Update metric state with new success indicators.

Parameters:

success (Tensor) – Tensor of shape (N,) containing binary success indicators (0 or 1) or continuous success scores if threshold is set. Values can be int, float, or bool.

Raises:

ValueError – If success tensor is empty or contains invalid values.

Return type:

None

compute()[source]

Compute the final Success Rate.

Return type:

Tensor

Returns:

Success rate as a scalar tensor in range [0, 1].

Raises:

RuntimeError – If no tasks have been recorded (total_tasks == 0).

class robometric_frame.task_performance.TaskCompletionRate(threshold=None, ignore_index=None, **kwargs)[source]

Compute Task Completion Rate for robotics policy task chain evaluation.

Task Completion Rate is calculated as:

\[TCR = \frac{N_{\text{completed tasks}}}{N_{\text{task chains}}}\]

where \(N_{\text{completed tasks}}\) is the number of successfully completed task chains and \(N_{\text{task chains}}\) is the total number of task chains attempted.

This metric evaluates multi-step task sequences, measuring success rates across sequential steps. Research shows that success rates drop significantly between sequential steps, indicating challenges in complex instruction following.

Parameters:
  • threshold (Optional[float]) – Threshold for binary classification when using continuous scores. If None, assumes binary inputs (0 or 1). Default: None.

  • ignore_index (Optional[int]) – Value to ignore in the completion tensor. Default: None.

  • **kwargs (Any) – Additional keyword arguments passed to the base Metric class.

Example

>>> from robometric_frame import TaskCompletionRate
>>> metric = TaskCompletionRate()
>>> # Binary completion indicators for task chains
>>> completion = torch.tensor([1, 0, 1, 1, 0])
>>> metric(completion)
tensor(0.6000)
>>> # With continuous scores and threshold
>>> metric = TaskCompletionRate(threshold=0.8)
>>> scores = torch.tensor([0.9, 0.7, 0.85, 0.95])
>>> metric(scores)
tensor(0.7500)
Example (multi-step evaluation):
>>> # Evaluate task chains over multiple batches
>>> metric = TaskCompletionRate()
>>> # First batch: 3 task chains, 2 completed
>>> batch1 = torch.tensor([1, 0, 1])
>>> metric.update(batch1)
>>> # Second batch: 2 task chains, 1 completed
>>> batch2 = torch.tensor([0, 1])
>>> metric.update(batch2)
>>> # Overall completion rate
>>> metric.compute()
tensor(0.6000)
full_state_update: bool = False
total_completed: Tensor
total_chains: Tensor
__init__(threshold=None, ignore_index=None, **kwargs)[source]

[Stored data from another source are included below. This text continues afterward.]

PR #1412, opened 2024-07-12
 Firewall - use iifgroup instead of iif ==

apparatius:
The disappearance of the eth0 interface when you restart the net qube of the sys-firewall or set it’s net qube to none is causing `iif == "eth0"` to become `iif 2` and the rules won't work anymore. It’s better to use `iifgroup 1` instead of `iif == "eth0"`. Related discussion:
https://forum.qubes-os.org/t/iptables-not-available-in-sys-net-in-qubes-os-4-2-1/26706/26

### DIFF
--- a/user/security-in-qubes/firewall.md
+++ b/user/security-in-qubes/firewall.md
@@ -297,13 +297,13 @@ nft add chain qubes custom-dnat-qubeDEST '{ type nat hook prerouting priority fi
 Second step, code a natting firewall rule to route traffic on the outside interface for the service to the sys-firewall VM
 
 ```
-nft add rule qubes custom-dnat-qubeDEST iif == "ens6" ip saddr 192.168.x.y/24 tcp dport 443 ct state new,established,related counter dnat 10.137.1.z
+nft add rule qubes custom-dnat-qubeDEST iifgroup 1 ip saddr 192.168.x.y/24 tcp dport 443 ct state new,established,related counter dnat 10.137.1.z
 ```
 
 Third step, code the appropriate new filtering firewall rule to allow new connections for the service
 
 ```
-nft add rule qubes custom-forward iif == "ens6" ip saddr 192.168.x.y/24 ip daddr 10.137.1.z tcp dport 443 ct state new,established,related counter accept
+nft add rule qubes custom-forward iifgroup 1 ip saddr 192.168.x.y/24 ip daddr 10.137.1.z tcp dport 443 ct state new,established,related counter accept
 ```
 
 > Note: If you do not wish to limit the IP addresses connecting to the service, remove `ip saddr 192.168.x.y/24` from the rules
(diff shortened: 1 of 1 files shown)


rapenne-s:
This is actually a good idea. eth0 interface is by default in group 1 on Qubes OS, while vif interfaces are in group2, so this will work fine

rapenne-s:
This is not so clear on a fedora sys-net, physical interfaces are in the group "default", while vif interface is correctly in group 2.

I'm not convinced this PR can work as this, as I understand it modifies the rules for sys-net, while you may want to use `iifgroup 1` in sys-firewall. The sys-net part should be dropped, you can't replace `iif "ens6"` by `iifgroup 1` because (as I can see now on a fedora 41 sys-net), physical interfaces and loopback are in group `default` (which seems to be 0)

user/security-in-qubes/firewall.md
```diff
@@ -351,10 +351,10 @@ Content of `/rw/config/qubes-firewall-user-script` in `sys-net`:
 if nft add chain qubes custom-dnat-qubeDEST '{ type nat hook prerouting priority filter +1 ; policy accept; }'
 then
   # create the dnat rule
-  nft add rule qubes custom-dnat-qubeDEST iif == "ens6" saddr 192.168.x.y/24 tcp dport 443 ct state new,established,related counter dnat 10.137.1.z
```
rapenne-s, line 354: this can't work, physical interfaces are in group default

user/security-in-qubes/firewall.md
```diff
@@ -351,10 +351,10 @@ Content of `/rw/config/qubes-firewall-user-script` in `sys-net`:
...
+  nft add rule qubes custom-dnat-qubeDEST iifgroup 1 saddr 192.168.x.y/24 tcp dport 443 ct state new,established,related counter dnat 10.137.1.z
 
   # allow forwarded traffic
-  nft add rule qubes custom-forward iif == "ens6" ip saddr 192.168.x.y/24 ip daddr 10.137.1.z tcp dport 443 ct state new,established,related counter accept
```
rapenne-s, line 357: this can't work, physical interfaces are in group default

rapenne-s:
Why did this PR get merged? I don't think it works, as I stated in my previous comment and inline comments of requested changes

unman:
Look at the history.
Usually I fix and commit.
Here I committed and fixed.
Do you think the current page is not working?

rapenne-s:
> Look at the history. Usually I fix and commit. Here I committed and fixed. Do you think the current page is not working?

Yes, I studied nftables syntax and verified what the use of iifgroup would do in a fedora qube, in my opinion it does not work as expected / explained in this PR.

unman:
Have you looked at the page?
iifgroup is consistent in a fedora sys-firewall across netvm changes,
no?

rapenne-s:
> Have you looked at the page? iifgroup is consistent in a fedora sys-firewall across netvm changes, no?

from https://wiki.nftables.org/wiki-nftables/index.php/Matching_packet_metainformation , iifgroup matches a dev group. By default, physical interfaces on qubes os are in group "default", which stands for dev group 0

```
sys-net $ sudo ip l
1: lo: <LOOPBACK,UP,LOWER_UP> mtu 65536 qdisc noqueue state UNKNOWN mode DEFAULT group default qlen 1000
    link/loopback 00:00:00:00:00:00 brd 00:00:00:00:00:00
2: ens6: <BROADCAST,MULTICAST,UP,LOWER_UP> mtu 1500 qdisc fq_codel state UP mode DEFAULT group default qlen 1000
    link/ether XX brd ff:ff:ff:ff:ff:ff permaddr XX
    altname enp0s6
3: wls7f0: <NO-CARRIER,BROADCAST,MULTICAST,UP> mtu 1500 qdisc noqueue state DOWN mode DORMANT group default qlen 1000
    link/ether XX brd ff:ff:ff:ff:ff:ff permaddr XXX
    altname wlp0s7f0
4: vif5.0: <BROADCAST,MULTICAST,UP,LOWER_UP> mtu 1500 qdisc mq state UP mode DEFAULT group 2 qlen 1000
    link/ether fe:ff:ff:ff:ff:ff brd ff:ff:ff:ff:ff:ff
```

marmarek:
@rapenne-s unman is trying to tell you to look at the current version of the page, not just this PR. There are further changes applied after this PR. Especially, I see some `iifgroup` are changed (back?) to `iifname`.

PR #1414, opened 2024-07-21
Improve system update documentation

DemiMarie:
This is a very important task, but it is often not done due to bad tools.

Marking as draft because support for System76 firmware update has not been merged yet.


rapenne-s:
PipelineRetry

PR #1417, opened 2024-08-10
Fix a dom0 package downgrade/reinstall commands

apparatius:
Related forum topic:
https://forum.qubes-os.org/t/documentation-error-in-how-to-install-software-in-dom0/28190


rapenne-s:
PipelineRetry

PR #1422, opened 2024-08-30
Fix headings

RandyTheOtter:
Fix headings before working on the issue 9306


rapenne-s:
Thank you for your contribution :)

Sorry for the delay, it should get better since Qubes OS now has a documentation maintainer team now :tada:

PR #1433, opened 2024-10-19
Update docs about /rw/config/rc.local* scripts

marmarek:
Specify that files needs to be executable.
Add info about `/rw/config/rc.local.d/*.rc`.
Add info about `/rw/config/rc.local-early.d/*.rc` and
`/rw/config/rc.local-early`
(https://github.com/QubesOS/qubes-core-agent-linux/pull/386)

### DIFF
--- a/user/advanced-topics/config-files.md
+++ b/user/advanced-topics/config-files.md
@@ -19,7 +19,7 @@ That way, they can be used to customize a single VM instead of all VMs based on 
 The scripts here all run as root.
 
 - `/rw/config/rc.local` - script runs at VM startup.
-    Good place to change some service settings, replace config files with its copy stored in `/rw/config`, etc.
+    Good place to change some service settings, replace config files with its copy stored in `/rw/config`, etc. The script need to have the executable permission set to be executed.
     Example usage:
 
     ~~~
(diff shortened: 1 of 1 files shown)


user/advanced-topics/config-files.md
```diff
@@ -19,7 +19,7 @@ That way, they can be used to customize a single VM instead of all VMs based on
 The scripts here all run as root.
 
 - `/rw/config/rc.local` - script runs at VM startup.
-    Good place to change some service settings, replace config files with its copy stored in `/rw/config`, etc.
+    Good place to change some service settings, replace config files with its copy stored in `/rw/config`, etc. The script need to have the executable permission set to be executed.
```
MarnixCroes, line 22:
```suggestion
    Good place to change some service settings, replace config files with its copy stored in `/rw/config`, etc. The script needs to have the executable permission set to be executed.
```

maiska: I would suggest replacing _needs to_ wiht _must_. It reads more easily. F.ex.: _The script must have executable permissions set in order to be executed._ Or _The script needs to have executable permissions in order to run._ These are merely suggestions tho.

maiska (changes requested):
It suffices if _needs_ is incorporated

unman:
Does rc.local not ship with executable permission enabled? If not, this
is a regression.

PR #1435, opened 2024-10-30
Restore backup: add info about refresh applications

MarnixCroes:
This is nowhere mentioned.

Someone has find the answer on a forum, so this is a good addition/clarification imo.

### DIFF
--- a/user/how-to-guides/how-to-back-up-restore-and-migrate.md
+++ b/user/how-to-guides/how-to-back-up-restore-and-migrate.md
@@ -160,6 +160,9 @@ out.
 6. When you are ready, click **Next**. Qubes will proceed to restore from your
 backup. Once the progress bar has completed, you may click **Finish**.
 
+In case that applications are not shown, i.e. "No applications found", open the
+settings of the qube -> select `Applications` -> click `Refresh applications`.
+
 **Note:** When restoring from a dom0 backup, a new directory will be created in
 the current dom0 home directory, and the contents from the backup will be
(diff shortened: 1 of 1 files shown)


rapenne-s:
PipelineRetry

user/how-to-guides/how-to-back-up-restore-and-migrate.md
```diff
@@ -160,6 +160,9 @@ out.
 6. When you are ready, click **Next**. Qubes will proceed to restore from your
 backup. Once the progress bar has completed, you may click **Finish**.
 
+In case that applications are not shown, i.e. "No applications found", open the
+settings of the qube -> select `Applications` -> click `Refresh applications`.
+
 **Note:** When restoring from a dom0 backup, a new directory will be created in
```
maiska, line 166: Hey @MarnixCroes thank you for your suggested contribution!
I would suggest elaborating it further by pointing out that in the case of a restored application qube refreshing the application lists will open the template qube on which it is based (template qube should also be restored in that case, if missing the default qube will be assigned). 
The updated list of the installed software can be seen on the left and adjusted accordingly to your needs.
What do you think?

MarnixCroes: thank you for your review,
I've applied your suggestion

maiska: merged and corrected  user's needs :)

PR #1442, opened 2024-12-09
Syntax changed for enabling repositories due to dnf5/Fedora41

ghijg:
Syntax changed for enabling repositories with dnf5 which is used by default from Fedora 41 on.

https://dnf5.readthedocs.io/en/latest/changes_from_dnf4.7.html


rapenne-s:
Thanks for the contribution, I think for now we should have separate instructions for Fedora 40 (not EoL) and Fedora 41, then once Fedora 42 is out, we could only keep the new instructions, what do you think?

Fedora 41 has its share of issues, I think a lot of people stayed on Fedora 40

PR #1432, opened 2024-10-10
system-requirements: fix link to section

MarnixCroes:
the section is `Important Notes`, not `Updates`

fixed the link

PR #1443, opened 2024-12-20
Secondary storage: work around 4k incompatibility, drop unnecessary `luksFormat` arguments

rustybird:
Feel free not to take the second or third commit, it just looked a bit crowded to me.


rustybird:
The unrelated HTML-Proofer failures are already fixed in #1432

PR #1448, opened 2025-01-28
Update installation-guide.md : disconnect all USB devices prior of stage2 install

tlaurion:
Otherwise detected USB HID devices (keyboard) will be permitted to interact with dom0 as security baseline

Closes https://github.com/linuxboot/heads-wiki/issues/171


marmarek:
This wants two important clarifications:
1. If your only/primary keyboard/mouse is on USB, of course don't disconnect it.
2. The presence of USB keyboard affects _only_ presented default configuration. Alternatively to disconnecting all of that, you can simply uncheck "allow usb keyboard" checkbox (if you don't want to use USB keyboard). This one: https://openqa.qubes-os.org/tests/126419#step/firstboot/9. Below the option you can see list of devices that will be affected.

maiska:
Hello @tlaurion, would you be open to incorporating the clarification suggested by @marmarek ? I think it would enhance the documentation. Thanks for your work!

PR #1449, opened 2025-02-11
dnf5 command syntax update

MattiasHansson:
Fedora 41 uses dnf5 which has updated syntax on new dnf

dnf config-manager --set-enabled
changed to 
dnf config-manager setopt

First time doing this. So hope it's correct.


rapenne-s:
hi, there is already a P5 in #1442

PR #1452, opened 2025-02-19
Remove mention that Microsoft provided ISOs are untrustworthy

TommyTran732:
This is no longer true, as they do give the hashes when downloading via their website now:

### DIFF
--- a/user/templates/windows/windows-qubes-4-1.md
+++ b/user/templates/windows/windows-qubes-4-1.md
@@ -53,9 +53,9 @@ However, if you are an expert or want to do it manually you may continue below.
 
 Have the Windows ISO image (preferrably the 64-bit version) downloaded in some qube.
 
-Windows ISOs can be downloaded directly from Microsoft (eg. [here](https://www.microsoft.com/en-us/software-download/windows10ISO) for Win10), or selected and downloaded via the [Windows Media Creation Tool](https://go.microsoft.com/fwlink/?LinkId=691209). You should, however, regard the downloaded image to be untrustworthy, since there is no reliable way to check that the download was not somehow compromised (see the discussion in issue [Simplify Qubes Windows Tools Installation for R4.1 #7240](https://github.com/QubesOS/qubes-issues/issues/7240)).
+Windows ISOs can be downloaded directly from Microsoft (eg. [here](https://www.microsoft.com/en-us/software-download/windows10ISO) for Win10), or selected and downloaded via the [Windows Media Creation Tool](https://go.microsoft.com/fwlink/?LinkId=691209).
 
-Unofficial “debloated” ISOs from projects like reviOS 18 or ameliorated 10 can be found on the net, although obviously you should consider them even “unsafer” than MS provided ISOs. Alternatively, one could download an official ISO and run scripts/apply patches before installation. Some of the “tweaks” might end up being too much depending on the qube’s planned usage though (eg. no appx functionality in ameliorated windows - so the installation of Windows Store apps is impossible, even with powershell).
+Unofficial “debloated” ISOs from projects like reviOS 18 or ameliorated 10 can be found on the net, although obviously you should consider them unsafe ISOs. Alternatively, one could download an official ISO and run scripts/apply patches before installation. Some of the “tweaks” might end up being too much depending on the qube’s planned usage though (eg. no appx functionality in ameliorated windows - so the installation of Windows Store apps is impossible, even with powershell).
 
 **Create Windows VM**
 


ben-grande:
There still isn't any reliable way to check that the download was not somehow compromised. Checksum does not provide authenticity. A compromised server can provide modified hashes with modified binaries and you cannot attest it was made by Microsoft or not.

TommyTran732:
> There still isn't any reliable way to check that the download was not somehow compromised. Checksum does not provide authenticity. A compromised server can provide modified hashes with modified binaries and you cannot attest it was made by Microsoft or not.

By that logic, how can you check the authenticity of Linux isos?

The webserver for Linux websites can also provide modified hashes then link you malicious mirrors with malicious ISOs

tlaurion:
> > There still isn't any reliable way to check that the download was not somehow compromised. Checksum does not provide authenticity. A compromised server can provide modified hashes with modified binaries and you cannot attest it was made by Microsoft or not.
> 
> By that logic, how can you check the authenticity of Linux isos?
> 
> The webserver for Linux websites can also provide modified hashes then link you malicious mirrors with malicious ISOs

Distros typically provide hash file with different checksums, and that hash file is also typically detached signed with a kept private gpg key that can be validated with public key counterpart. Some Distros still provide detached signature of ISO, which can validate both integrity and authenticity at the same time.

The key here is detached signed digest (hash) files, but the problem there is the complexity of verifying those by lambda users which typically won't verify the hash file detached signature, because getting the public key and doing the whole verification process is not convenient.

Tails, for example, provides a Javascript helper on their download page, so that end user can, once ISO downloaded, use the helper to verify the iso file downloaded directly from the web page. 

Otherwise, torrents also help doing the whole process, but with the torrent file containing hashes of blocks that are validated as they are downloaded from a swarm.

Mirrors of iso files are synced automatically, typically once a day if not more.

Tampering an iso and distributing it is possible, but hard. The idea here is to distrust the infrastructure, but to do so, there is reliance on end users doing the right thing and apply due process.

In my opinion, the easiest still today is torrent files. But opinions may vary. If torrent contains both digest (hash) file and detached signature file and torrent verifying integrity, you get everything done at once for you. Then dd that iso to thumb drive and unless thumb drive flash is dying, you should be good to go.

Otherwise, ideal is for bootloader to have distro public keys, but that woukd be a big contract. So therefore. The exercice is left to the end user of doing do diligence and verify both integrity and authenticity of iso, hash and signature.

TommyTran732:
> Distros typically provide hash file with different checksums, and that hash file is also typically detached signed with a kept private gpg key that can be validated with public key counterpart. 

Nothing really stopping a malicious web server from also saying "Oh hey btw this is our [malicious] hash file signed against our [malicious] gpg key".

For example: https://fedoramagazine.org/verify-fedora-iso-file/
The GPG public key is hosted at https://getfedora.org/static/fedora.gpg, the same webserver linking to the ISOs and mirrors. A compromise of getfedora.org will defeat all of the verification steps. The checksum verification can only protect against malicious third party mirrors, but not against a compromise of getfedora.org.

> Tails, for example, provides a Javascript helper on their download page, so that end user can, once ISO downloaded, use the helper to verify the iso file downloaded directly from the web page.

Same situation here. The checksum verification can only protect against third party mirrors, not tails.net. It's a distinction without a real difference.

> In my opinion, the easiest still today is torrent files.

This is yet another example of the same thing. If the user gets the torrent file/magnet link from distro.tld, then there is nothing stopping distro.tld from telling them to download a malicious torrent.

> Otherwise, ideal is for bootloader to have distro public keys, but that woukd be a big contract. 

This is not remotely ideal, because it's just the same situation signed shim with a different paint. 

---

The whole thing only makes sense if the gpg signature is distributed from one source, while the link ISOs are provided from a different source. And even then, if there is a mismatch, the user will be left confused as to whether the source for the gpg key is just outdated or if it is a real compromise.

Anyhow, the point I am trying to make is that this is not what's happening with relevant distros. And if we are not going out of our way to say "Fedora ISOs" are unsafe, then holding this against Microsoft is a double standard.

TommyTran732:
Oh, and I forgot to mention - by this standard, even the Qubes ISO is unsafe:

The GPG key, the signed hashes, and the link to the ISOs are all from qubes-os.org. If qubes-os.org is compromised, it can just change everything. So how much more trustworthy is it compared to the Microsoft ISO download?

marmarek:
> For example: https://fedoramagazine.org/verify-fedora-iso-file/
> The GPG public key is hosted at https://getfedora.org/static/fedora.gpg, the same webserver linking to the ISOs and mirrors. A compromise of getfedora.org will defeat all of the verification steps. The checksum verification can only protect against malicious third party mirrors, but not against a compromise of getfedora.org.

There are serveral ways to verify GPG key, you surely should _not_ trust it based on downloading it from the very same website, for the reason you explained. See second part of https://www.qubes-os.org/security/verifying-signatures/#how-to-import-and-authenticate-the-qubes-master-signing-key. Remember, the GPG key (or another signing key) is something that is usually valid for a long time, so it's feasible to have several places to verify it. You can't realistically do that with hashes, as you'd need to re-distribute them securely every time new release is posted.

unman:
I do not see that this will reach a conclusion, so I am minded to close this PR.
I'll be happy to accept an alternative that addresses the issue of checking authenticity.

PR #509, opened 2018-10-22
small correction

cloojure:


mike-thompson-day8:
I always appreciate input but I'm going to leave the existing code in place and stay with using `console.debug`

Initialize the TaskCompletionRate metric.

update(completion)[source]

Update metric state with new task chain completion indicators.

Parameters:

completion (Tensor) – Tensor of shape (N,) containing binary completion indicators (0 or 1) or continuous completion scores if threshold is set. Values can be int, float, or bool.

Raises:

ValueError – If completion tensor is empty or contains invalid values.

Return type:

None

compute()[source]

Compute the final Task Completion Rate.

Return type:

Tensor

Returns:

Task completion rate as a scalar tensor in range [0, 1].

Raises:

RuntimeError – If no task chains have been recorded (total_chains == 0).

Modules

action_accuracy

Action Accuracy metrics for robotics policy evaluation.

success_rate

Success Rate metric for robotics policy evaluation.

task_completion_rate

Task Completion Rate metric for robotics policy evaluation.